From the July-August 2014 issue of News & Letters
by Htun Lin
The media has been abuzz with news of the Veterans Administration (VA) scandal over concealing lengthy delays in providing access to healthcare. VA bureaucrats admitted that they cooked the books to hide that many patients had to wait years to be seen by a doctor. Some of these patients died before they were ever seen. Some VA workers confessed that the fake data was what their higher-ups wanted to see.
There was much pompous indignation displayed by Congress, which ultimately succeeded in forcing General Shinseki, the VA’s top man, to resign. Congress, however, doesn’t want to confront problems in the system which surfaced in the VA scandal. Congress is part of the problem. The right wing promoted axing VA spending, just as they voted against extended unemployment benefits, in the name of cutting the federal budget.
Healthcare reform took cost-control ideology to a whole new level. The Affordable Care Act (ACA) has been transformed into its opposite by the HMO industry which sacrifices the lives of patients and workers alike for the sake of fiduciary health.
Where I work, at the nation’s largest HMO, we healthcare workers are not shocked to see what has happened at the VA. We too have seen our own corporate bureaucrats provide data which their higher-ups want to see. Endless cadres of corporate overseers, monitors and marketing consultants have been hired to keep track of computer data generated by healthcare workers, poring and obsessing over it daily. Data production takes priority over concrete patient care itself in the new healthcare assembly line.

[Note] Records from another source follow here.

PR #471, opened 2024-02-07
NETOBSERV-1485 Backport

jpinsonneau:
Backport of https://github.com/netobserv/network-observability-console-plugin/pull/470

### DIFF
--- a/web/src/components/netflow-overview/netflow-overview.css
+++ b/web/src/components/netflow-overview/netflow-overview.css
@@ -17,6 +17,7 @@
   min-width: 50%;
   flex: 1;
   align-self: flex-start;
+  overflow: hidden;
 }
 
 .overview-flex-item.center {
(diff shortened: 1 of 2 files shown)


memodi:
the panel with this image is still not rendered correctly, notice the donut is overflowing from the panel:

image

memodi:
> Would that work for you

I am not sure it that's better, since the information is lost when we have multiple arcs in the circle with different legends. 

I see lots of empty/white space around the panel, is it possible to re-adjust the size and location of chart depending upon single focus is selected?

jotak:
/lgtm
I see @memodi 's point that it doesn't render as well on smaller screens - depending on how much changes would be necessary to fix that, I guess we could do it here or post-pone (we don't want to make too many code changes so close to the release, but if that's just small tweaks that could be ok IMO)

memodi:
@jpinsonneau - I tested this again, with latest commit and this looks good on bigger screens.  I agree with @jotak , we should create a follow up task to have this dynamically adapt to screen resolution, this looks good for now.

/label qe-approved

jpinsonneau:
Thanks guys, I've created a followup for this:
https://issues.redhat.com/browse/NETOBSERV-1494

Corporate has concluded from the data that there are too many nurses, whom our HMO plans to cut. Patient wait times are longer than ever. Management scapegoats nurses by imposing unrealistic deadlines which nurses can’t meet due to chronic short staffing. Nurses face perpetual speed-up. The threat of disciplinary action motivates them to cook the data.
Management also saw fit to reduce mental healthcare staff and resources at a time when patients had to wait months for access. Clinic receptionists have witnessed patients canceling themselves on the day of their procedures, once they are hit with co-pays and deductibles as high as several thousand dollars.
Management has transformed the concept of accountability to apply to abstract financial objectives rather than to the concrete labor of providing healthcare. Many of us healthcare service workers know how a Labor-Management Partnership (LMP) between SEIU and Kaiser HMO has been instrumental in getting the union on board to be accountable for company financial objectives.
The LMP is in full marketing mode to compete for new ACA enrollments. At the same time, unions have collaborated with management in cooking up a new attendance policy to help cut staffing by hounding workers out of their jobs.
The California Nurses Association (CNA) has a solid record of refusing to participate in the LMP. Nurses have been at the front lines of the fight against attacks on healthcare access. They protested at the grand opening of a new state-of-the-art facility even as the HMO cut staff and increasingly shifted the costs of care to patients themselves, while preaching “making affordability a priority.”
But lately nurses who have been active in the struggle, like rank-and-file SEIU workers, have been expressing increasing frustration with their own union bureaucracy. One nurse said, “Officially, CNA is not part of the LMP. But they are starting to act like they are. Maybe they’re feeling the pressure to conform. CNA reps now often don’t return our calls, taking us for granted just like SEIU reps.”
Another nurse said, “Let’s not forget, CNA’s newest advisor is Sal Rosselli, a former SEIU official who helped bring in the LMP.” Rosselli is now head of NUHW (National Union of Health Workers), which challenged SEIU, the company union, but lost in a representation election.
In this debate about various union bureaucracies, it really doesn’t matter anymore which union is better than another. What’s happened at the VA is nothing new. In this kind of ideological climate, when money is more important than human lives, you can’t expect any bureaucracy, ANY, to be pure. They all eventually surrender to the dominant ideology. We can no longer rely on support from them. The only support we have left is each other.